● **WORK INSTRUCTIONS**: Search term "Expose": please copy every line of the records below that contains it.

● **EXERCISE DATA**:
---+---

Issue #436, opened 2022-02-14
Expose CURLOPT_HTTP09_ALLOWED


jbangelo:
The [`CURLOPT_HTTP09_ALLOWED` option](https://curl.se/libcurl/c/CURLOPT_HTTP09_ALLOWED.html) tells curl to accept HTTP/0.9 responses, which can be a response just a body and no headers. This option has been disabled by default starting in v7.66 of curl, though some use cases still require it to be enabled.

sagebind:
This is now published in the [0.4.44 release](https://github.com/alexcrichton/curl-rust/releases/tag/0.4.44).

PR #447, opened 2022-05-04
Expose the CURLOPT_HTTP09_ALLOWED libcurl option

jbangelo:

---+---

● **WRITTEN RESPONSE**:
Expose CURLOPT_HTTP09_ALLOWED
Expose the CURLOPT_HTTP09_ALLOWED libcurl option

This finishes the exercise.